Writing the last two posts has been a wrenching experience. I knew, abstractly, just how big a task we face in decarbonizing the US economy, let alone the global economy, but laying out the problem with natural gas in the USA – only one fuel in only one country – brought home the scale of the problem. Hundreds of millions affected. 30 trillion cubic feet of natural gas consumed in 2018. (Or, if you like, 850 billion cubic meters.) 7.5 billion barrels of petroleum. And we are to make a significant dent in this in just ten years?
Just dropping fossil fuel subsidies and eliminating hydraulic fracturing (fracking) within the USA would raise the price of natural gas significantly. Before fracking became a routine practice, natural gas cost roughly 2.75 times its current price. Abandoning fracking and subsidies would perhaps raise the price to 5 times its current level. There would be knock-on effects. Roughly 35% of US electric power comes from natural-gas fueled plants. But doing that alone would simply lead to a shift to petroleum, which is priced on an international market. So there have to be other changes: tariffs on imported petroleum to maintain parity with still-subsidized imported fuels as a start. This would raise energy prices overall. Plastics are made from natural gas and petroleum byproducts and those prices would also be affected. In turn, the prices of products made from plastics will rise.
Wind and solar energy might, if brought online fast enough, fill much of the gap in energy production, but those technologies have their limits. (I’ve written about this before, in several posts.
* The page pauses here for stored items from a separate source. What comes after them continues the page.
PR #1746, opened 2015-08-22
Pipe input directly to lessc to avoid making a temp file.

luac:
I vaguely remember people in the past encountering some sort of
permissions issue involving temporary files during themes setup. I
don't know if it's still prone to happen or if this is even the
relevant code, but this might address that issue and seems to
otherwise work the same as before.

### DIFF
--- a/esp/esp/themes/controllers.py
+++ b/esp/esp/themes/controllers.py
@@ -236,19 +236,13 @@ class ThemeController(object):
             tf1.write(less_data)
             tf1.close()
 
-        (less_output_fd, less_output_filename) = tempfile.mkstemp()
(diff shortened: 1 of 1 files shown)


benjaminjkraft:
Thoughts on whether it's worth keeping the old behavior if `DEBUG` (or `THEME_DEBUG`, or something else) is true to aid in debugging?  I guess if you're debugging it's easy enough to just make a local change to print the text to stdout or whatever.

luac:
There's already a `THEME_DEBUG` conditional that will write `less_data` out into another file.

benjaminjkraft:
Got it.  LGTM then.

PR #1748, opened 2015-08-23
Change some Stripe configs to prevent errors

jmoldow:
Add extra pre-charge validation by enabling ``data-zip-code``. And prevent browser state from causing problems by disabling ``data-allow-remember-me``.

Documentation of these configurations is at [1].

For more context, see the thread on websupport@learningu.org with the subject

  [ ESP CC ] Credit card error on yale.learningu.org: 3246

[1] <https://stripe.com/docs/checkout#integration-simple-options>


benjaminjkraft:
Seems fine to me.  Do we want to backport this?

Start with The Green New Deal: Running the Numbers.) And there are sure to be problems, because there are always problems.
The cascading changes and the need to respond to unexpected consequences demand a managed economy. Not managed in minute detail, no, there is no need to pre-calculate exactly the number of each type of widget a factory is to produce, but management that responds to gross systemic needs as they emerge. This is exactly what conservatives have been fighting against, all these years. In their fight, they rejected every moderate solution, until a managed economy is the best hope that remains.
If this is not quite the moneyless planned economy of communism, it is at least Keynes’ “somewhat comprehensive socialization of investment” and nearer to planned state socialism than anything that has previously been attempted.
The best green future may be socialist.